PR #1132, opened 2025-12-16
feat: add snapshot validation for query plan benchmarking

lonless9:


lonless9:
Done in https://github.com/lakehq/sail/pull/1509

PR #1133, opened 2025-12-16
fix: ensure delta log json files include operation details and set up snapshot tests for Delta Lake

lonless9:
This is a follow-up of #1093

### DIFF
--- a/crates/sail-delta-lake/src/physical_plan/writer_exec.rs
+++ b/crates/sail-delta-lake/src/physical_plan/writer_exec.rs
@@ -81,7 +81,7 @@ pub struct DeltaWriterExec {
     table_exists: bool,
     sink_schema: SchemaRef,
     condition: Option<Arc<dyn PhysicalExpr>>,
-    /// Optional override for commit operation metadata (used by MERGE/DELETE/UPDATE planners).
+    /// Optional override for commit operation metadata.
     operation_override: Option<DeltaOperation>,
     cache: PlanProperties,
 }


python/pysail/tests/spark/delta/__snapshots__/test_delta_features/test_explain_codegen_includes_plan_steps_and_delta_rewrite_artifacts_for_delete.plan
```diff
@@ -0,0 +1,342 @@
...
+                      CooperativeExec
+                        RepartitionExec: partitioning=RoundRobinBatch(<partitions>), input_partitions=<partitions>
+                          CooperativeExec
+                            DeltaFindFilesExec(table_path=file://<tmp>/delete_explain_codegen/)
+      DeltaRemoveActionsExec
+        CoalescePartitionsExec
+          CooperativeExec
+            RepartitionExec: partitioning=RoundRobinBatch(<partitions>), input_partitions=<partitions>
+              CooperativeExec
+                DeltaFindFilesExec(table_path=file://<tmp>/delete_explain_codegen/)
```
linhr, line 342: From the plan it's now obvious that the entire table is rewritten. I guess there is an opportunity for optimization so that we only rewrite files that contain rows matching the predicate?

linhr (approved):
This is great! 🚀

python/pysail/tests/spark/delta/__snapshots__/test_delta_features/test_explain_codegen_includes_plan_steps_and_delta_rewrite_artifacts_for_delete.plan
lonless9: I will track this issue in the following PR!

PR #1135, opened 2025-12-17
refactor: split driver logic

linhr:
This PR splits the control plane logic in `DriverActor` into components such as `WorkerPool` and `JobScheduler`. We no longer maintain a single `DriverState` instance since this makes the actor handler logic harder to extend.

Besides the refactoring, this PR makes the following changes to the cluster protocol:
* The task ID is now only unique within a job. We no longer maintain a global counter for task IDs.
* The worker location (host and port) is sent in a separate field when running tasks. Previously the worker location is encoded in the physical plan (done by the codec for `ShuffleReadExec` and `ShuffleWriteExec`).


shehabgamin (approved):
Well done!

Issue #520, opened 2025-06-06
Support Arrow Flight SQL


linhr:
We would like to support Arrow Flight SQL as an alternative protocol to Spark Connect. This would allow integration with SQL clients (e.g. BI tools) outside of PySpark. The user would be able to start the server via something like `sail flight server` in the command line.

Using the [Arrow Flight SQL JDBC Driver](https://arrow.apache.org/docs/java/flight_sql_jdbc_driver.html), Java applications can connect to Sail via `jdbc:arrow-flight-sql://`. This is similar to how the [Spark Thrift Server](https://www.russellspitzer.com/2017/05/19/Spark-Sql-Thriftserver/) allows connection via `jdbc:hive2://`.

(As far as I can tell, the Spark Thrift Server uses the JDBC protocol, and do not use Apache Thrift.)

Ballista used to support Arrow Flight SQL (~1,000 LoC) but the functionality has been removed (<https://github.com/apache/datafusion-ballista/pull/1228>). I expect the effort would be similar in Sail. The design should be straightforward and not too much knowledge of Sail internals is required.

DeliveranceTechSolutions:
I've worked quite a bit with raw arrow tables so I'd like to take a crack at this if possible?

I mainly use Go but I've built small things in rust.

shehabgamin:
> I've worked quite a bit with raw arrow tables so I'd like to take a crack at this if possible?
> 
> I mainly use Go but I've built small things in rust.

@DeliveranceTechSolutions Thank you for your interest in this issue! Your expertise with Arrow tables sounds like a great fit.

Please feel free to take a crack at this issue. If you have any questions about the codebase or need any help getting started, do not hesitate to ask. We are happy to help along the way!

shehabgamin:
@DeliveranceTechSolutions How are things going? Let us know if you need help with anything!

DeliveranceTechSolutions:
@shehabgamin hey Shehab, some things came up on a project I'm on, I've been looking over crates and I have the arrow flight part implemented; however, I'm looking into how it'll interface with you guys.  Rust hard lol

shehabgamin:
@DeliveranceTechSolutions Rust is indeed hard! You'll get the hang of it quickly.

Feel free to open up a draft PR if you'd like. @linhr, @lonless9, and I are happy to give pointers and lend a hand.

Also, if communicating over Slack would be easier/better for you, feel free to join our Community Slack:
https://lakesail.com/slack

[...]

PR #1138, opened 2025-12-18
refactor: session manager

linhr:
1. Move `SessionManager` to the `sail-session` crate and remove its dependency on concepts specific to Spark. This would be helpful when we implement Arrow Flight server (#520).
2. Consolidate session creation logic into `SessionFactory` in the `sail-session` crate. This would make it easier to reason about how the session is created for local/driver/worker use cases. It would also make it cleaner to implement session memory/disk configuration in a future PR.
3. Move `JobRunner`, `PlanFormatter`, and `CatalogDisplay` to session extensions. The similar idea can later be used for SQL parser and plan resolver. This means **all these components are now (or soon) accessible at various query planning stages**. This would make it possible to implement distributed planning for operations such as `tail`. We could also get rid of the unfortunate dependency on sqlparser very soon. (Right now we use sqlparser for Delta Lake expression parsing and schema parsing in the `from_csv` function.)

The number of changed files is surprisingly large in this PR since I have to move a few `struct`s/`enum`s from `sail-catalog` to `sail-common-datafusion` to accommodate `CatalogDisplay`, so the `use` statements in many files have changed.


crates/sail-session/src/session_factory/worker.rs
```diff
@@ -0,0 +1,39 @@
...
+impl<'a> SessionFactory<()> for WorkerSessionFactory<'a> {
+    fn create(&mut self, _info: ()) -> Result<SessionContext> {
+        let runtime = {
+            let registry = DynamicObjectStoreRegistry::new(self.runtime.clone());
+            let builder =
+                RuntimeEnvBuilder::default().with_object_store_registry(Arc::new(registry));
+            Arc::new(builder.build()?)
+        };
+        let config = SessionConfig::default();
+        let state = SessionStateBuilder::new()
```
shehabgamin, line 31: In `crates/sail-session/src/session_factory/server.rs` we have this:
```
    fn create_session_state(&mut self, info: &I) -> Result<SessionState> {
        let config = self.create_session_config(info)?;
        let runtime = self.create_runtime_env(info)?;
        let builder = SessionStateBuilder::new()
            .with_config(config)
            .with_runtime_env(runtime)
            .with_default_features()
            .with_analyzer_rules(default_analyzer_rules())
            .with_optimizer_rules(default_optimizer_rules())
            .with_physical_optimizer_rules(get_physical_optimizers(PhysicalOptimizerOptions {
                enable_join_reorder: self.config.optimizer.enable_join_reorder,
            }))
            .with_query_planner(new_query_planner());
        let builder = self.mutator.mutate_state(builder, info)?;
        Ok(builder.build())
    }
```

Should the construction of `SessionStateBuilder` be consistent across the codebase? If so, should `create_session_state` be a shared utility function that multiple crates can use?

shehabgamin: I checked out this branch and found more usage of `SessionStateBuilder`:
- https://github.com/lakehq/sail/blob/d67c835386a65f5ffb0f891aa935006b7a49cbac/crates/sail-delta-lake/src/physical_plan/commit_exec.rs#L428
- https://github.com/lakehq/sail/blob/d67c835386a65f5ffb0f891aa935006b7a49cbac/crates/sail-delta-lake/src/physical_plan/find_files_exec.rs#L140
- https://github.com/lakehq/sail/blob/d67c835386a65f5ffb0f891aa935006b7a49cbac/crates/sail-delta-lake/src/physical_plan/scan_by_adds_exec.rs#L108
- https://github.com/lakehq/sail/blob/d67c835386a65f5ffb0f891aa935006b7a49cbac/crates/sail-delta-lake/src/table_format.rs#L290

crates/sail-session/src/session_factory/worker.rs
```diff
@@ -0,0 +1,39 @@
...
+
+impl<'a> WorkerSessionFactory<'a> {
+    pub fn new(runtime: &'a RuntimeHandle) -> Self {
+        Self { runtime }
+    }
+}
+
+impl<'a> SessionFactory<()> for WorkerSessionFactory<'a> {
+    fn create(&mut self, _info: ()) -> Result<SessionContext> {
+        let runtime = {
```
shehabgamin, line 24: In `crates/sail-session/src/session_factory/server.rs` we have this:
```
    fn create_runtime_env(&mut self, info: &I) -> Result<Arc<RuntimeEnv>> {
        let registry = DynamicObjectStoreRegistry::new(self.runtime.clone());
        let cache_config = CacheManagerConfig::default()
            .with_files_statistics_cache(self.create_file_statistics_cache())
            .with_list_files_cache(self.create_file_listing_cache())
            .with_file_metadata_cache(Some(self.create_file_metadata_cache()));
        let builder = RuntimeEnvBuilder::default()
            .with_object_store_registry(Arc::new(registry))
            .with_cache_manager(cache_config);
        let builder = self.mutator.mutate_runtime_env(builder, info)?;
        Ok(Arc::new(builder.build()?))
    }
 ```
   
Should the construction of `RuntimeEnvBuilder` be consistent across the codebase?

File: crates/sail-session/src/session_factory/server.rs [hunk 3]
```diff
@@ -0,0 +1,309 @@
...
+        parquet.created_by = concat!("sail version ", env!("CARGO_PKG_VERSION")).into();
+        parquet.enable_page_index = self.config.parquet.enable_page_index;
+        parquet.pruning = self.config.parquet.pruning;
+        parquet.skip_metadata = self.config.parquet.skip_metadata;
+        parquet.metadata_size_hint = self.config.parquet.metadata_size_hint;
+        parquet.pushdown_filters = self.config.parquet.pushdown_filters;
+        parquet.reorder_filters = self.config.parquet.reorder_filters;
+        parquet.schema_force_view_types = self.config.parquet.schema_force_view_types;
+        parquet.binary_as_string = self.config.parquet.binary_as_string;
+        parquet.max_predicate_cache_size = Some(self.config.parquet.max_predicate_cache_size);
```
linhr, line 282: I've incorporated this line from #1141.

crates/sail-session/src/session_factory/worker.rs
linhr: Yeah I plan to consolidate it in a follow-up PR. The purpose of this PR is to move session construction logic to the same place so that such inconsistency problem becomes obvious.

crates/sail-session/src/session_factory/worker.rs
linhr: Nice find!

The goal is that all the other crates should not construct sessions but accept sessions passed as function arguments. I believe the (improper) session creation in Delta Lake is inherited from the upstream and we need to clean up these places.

==*==

▸ **WHAT THE EXERCISE ASKS**
Output the listing above word for word, from the opening line through the line that contains "PR #1133, opened 2025-12-16", and leave out everything after it.

▸ **TASK SOLUTION**
PR #1132, opened 2025-12-16
feat: add snapshot validation for query plan benchmarking

lonless9:


lonless9:
Done in https://github.com/lakehq/sail/pull/1509

PR #1133, opened 2025-12-16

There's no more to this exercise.